As a result, HAESI did not meet its obligations as a corporate litigant in this court. On February 3, 1997 plaintiffs moved for the entry of default against Hill AE and HAESI for failure to obtain replacement counsel, failure to respond to discovery requests per order of this court, and failure to appear at a hearing on plaintiffs' application for a prejudgment remedy. The court granted this motion by endorsement on February 11, 1997. The court also granted plaintiffs' motion for judgment on April 3, 1997, and, on April 23, 1997 entered a default judgment against Hill AE n/k/a/ HAESI in favor of plaintiffs in the amount of $422,446.00, with post-judgment interest to accrue at the statutory rate.

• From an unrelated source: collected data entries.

PR #1113, opened 2018-02-07
Convert HTML in TextBlocks to Xaml runs

RebeccaAnne:
Reviving this pull request to consume the markdown parser in UWP.


source/uwp/Renderer/lib/XamlBuilder.cpp
```diff
@@ -1126,6 +1127,253 @@ namespace AdaptiveCards { namespace Rendering { namespace Uwp
...
+                    {
+                        RETURN_IF_FAILED(AddLinkInline(childNode.Get(), inlines.Get()));
+                    }
+                    else
+                    {
+                        RETURN_IF_FAILED(AddTextInline(renderContext, childNode.Get(), (isBoldResult == 0), (isItalicResult == 0), inlines.Get()));
+                    }
+
+                    ComPtr<ABI::Windows::Data::Xml::Dom::IXmlNode> nextChildNode;
+                    RETURN_IF_FAILED(childNode->get_NextSibling(&nextChildNode));
```
nesalang: i don't know how exactly xml parses html... what happens if html tag has child tag for example <link tag "<- i just made it up" > <bold> "hello wordl" </bold> </link tag> will get_NextSibling returns correct node?

source/uwp/Renderer/lib/XamlBuilder.cpp
```diff
@@ -1126,6 +1127,253 @@ namespace AdaptiveCards { namespace Rendering { namespace Uwp
...
+            ComPtr<IAdaptiveHostConfig> hostConfig;
+            RETURN_IF_FAILED(renderContext->get_HostConfig(&hostConfig));
+
+            ComPtr<IAdaptiveFontWeightsConfig> fontWeightsConfig;
+            RETURN_IF_FAILED(hostConfig->get_FontWeights(&fontWeightsConfig));
+
+            ABI::Windows::UI::Text::FontWeight boldFontWeight;
+            RETURN_IF_FAILED(fontWeightsConfig->get_Bolder(&boldFontWeight.Weight));
+
+            RETURN_IF_FAILED(runAsTextElement->put_FontWeight(boldFontWeight));
```
nesalang: just to be sure, <bold><bold>"hello"</bold></bold> will work, right? adding two fontweight won't add the weight, right? thanks for entertaining silly question.

source/uwp/Renderer/lib/XamlBuilder.cpp
```diff
@@ -1126,6 +1127,253 @@ namespace AdaptiveCards { namespace Rendering { namespace Uwp
...
+
+            std::wstring listElementString = L"\n";
+            if (!isListOrdered)
+            {
+                listElementString += L"● ";
+            }
+            else
+            {
+                wchar_t buffer[10];
+                swprintf_s(buffer, ARRAYSIZE(buffer), L"%d. ", iteration);
```
nesalang: iteration is user defined. ordered list can have user defined starting number

source/uwp/Renderer/lib/XamlBuilder.cpp
RebeccaAnne: Assuming you mean "strong", that example makes "hello" be in bold, which i think is what's supposed to happen.

What doesn't work though is <strong> <em> "hello" </em></strong> which should be both bold and italic and only turns out bold...

---
In reply to: [167377400](https://github.com/Microsoft/AdaptiveCards/pull/1113#discussion_r167377400) [](ancestors = 167377400)

RebeccaAnne: Reworked this a bit to make sure that the recursion works properly and my second example now works.

---
In reply to: [167381058](https://github.com/Microsoft/AdaptiveCards/pull/1113#discussion_r167381058) [](ancestors = 167381058,167377400)

source/uwp/Renderer/lib/XamlBuilder.cpp
RebeccaAnne: Fixed this! Do we support the "type" attribute at all?

---
In reply to: [167377890](https://github.com/Microsoft/AdaptiveCards/pull/1113#discussion_r167377890) [](ancestors = 167377890)

source/uwp/Renderer/lib/XamlBuilder.cpp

In light of HAESI's apparently compromised financial status, plaintiffs looked to alternate sources to satisfy the default judgment. On March 12, 1997, plaintiffs amended their original complaint in the First Action to add Advantix, which became the successor in interest to EE, along with Hill and Richter as defendants. Plaintiffs asserted two new causes of action: the first alleged that Hill and Richter were liable for the amount of the default judgment because they were the alter-ego of HAESI; and the second alleged that HAESI fraudulently conveyed assets to Advantix. On March 23, 1998, this court dismissed plaintiffs' amended complaint against the new defendants for lack of subject matter jurisdiction. Specifically, the court concluded that both the plaintiffs and Advantix were citizens of California at the time the amended complaint was filed, and, therefore, the action lacked complete diversity of citizenship. Further, the Court concluded that the plaintiffs failed to meet their burden of establishing that Advantix should not be considered a citizen of California because it was the alter-ego of Richter.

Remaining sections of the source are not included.